Below are the records; copy out every line that holds the word "viewport".

· · · · · · ·

PR #1741, opened 2016-02-17
Fix Fastclick to work with autocomplete

Gnito:
Mobile phone tapping on Google Places Autocomplete doesn't work with Fastclick.
There is old PR that would fix this issue, but Fastclick hasn't merged it yet.
https://github.com/ftlabs/fastclick/pull/347


rap1ds:
Had a quick look, didn't test, but to code and comments look good :+1:

PR #1743, opened 2016-02-18
Adjust results map viewport according to search input

mporkola:


app/controllers/homepage_controller.rb
```diff
@@ -58,6 +58,16 @@ def index
 
     shape_name_map = all_shapes.map { |s| [s[:id], s[:name]]}.to_h
 
+    if @view_type == 'map'
+      viewport = if params[:boundingbox]
+        p = params[:boundingbox].split(',')
+        { sw: [p[0], p[1]],
+          ne: [p[2], p[3]] }
```
Gnito: Something like this might help?
```
sw_lat, sw_lng, ne_lat, ne_lng = params[:boundingbox].split(",")
{ sw: [sw_lat, sw_lng], ne: [ne_lat, ne_lng]}
```
or shorter
```
coords = p.each_slice(2).map{ |x,y| [x,y] }
{ sw: coords[0], ne: coords[1] }
```

PR #4107, opened 2022-06-25
Issue #5185: Add core modules to telemetry.

### LINKED ISSUE #5185: Telemetry: Collect enabled core modules
This is part of the #285 meta.

ghost:
Fixes https://github.com/backdrop/backdrop-issues/issues/5185

### DIFF
--- a/core/modules/telemetry/telemetry.telemetry.inc
+++ b/core/modules/telemetry/telemetry.telemetry.inc
@@ -28,6 +28,11 @@ function telemetry_telemetry_info() {
     'description' => t('The web server that delivers HTTP pages to the web browser, such as Apache or nginx.'),
     'project' => 'backdrop',
   );
+  $info['modules_core'] = array(
+    'label' => t('Core modules'),
+    'description' => t('A list of core modules enabled on your site.'),
+    'project' => 'backdrop',
+  );
   return $info;
 }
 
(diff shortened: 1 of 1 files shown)


core/modules/telemetry/telemetry.telemetry.inc
```diff
@@ -55,5 +60,15 @@ function telemetry_telemetry_data($key) {
       else {
         return 'Other';
       }
+    case 'modules_core':
+      $modules = array();
+      $all_modules = system_rebuild_module_data();
+      foreach (module_list() as $module) {
+        if (strpos($all_modules[$module]->uri, 'core/') === 0) {
```
jenlampton, line 67: is this the best check we have to see if something is a core module? It seems as though someone could add a module in this location on their site and it would then report back as a core module. (I'm not sure if this is a legitimate concern)

klonos: I vaguely recall doing something smart for a PR for either https://github.com/backdrop/backdrop-issues/issues/498 or some similar/related issue, but I cannot find anything now 😞

klonos:
During this week's dev meeting, we've agreed that we should only collect metrics for disabled core modules. Also, we decided that an array of modules is not useful/ideal, as that would result in metrics that are combinations of modules, whereas we need individual metrics for each (specific, "of interest") module.

As per the above, I will go ahead and close this PR (which sends an array of all core modules).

· · · · · · ·

*Task result:*
Adjust results map viewport according to search input
+      viewport = if params[:boundingbox]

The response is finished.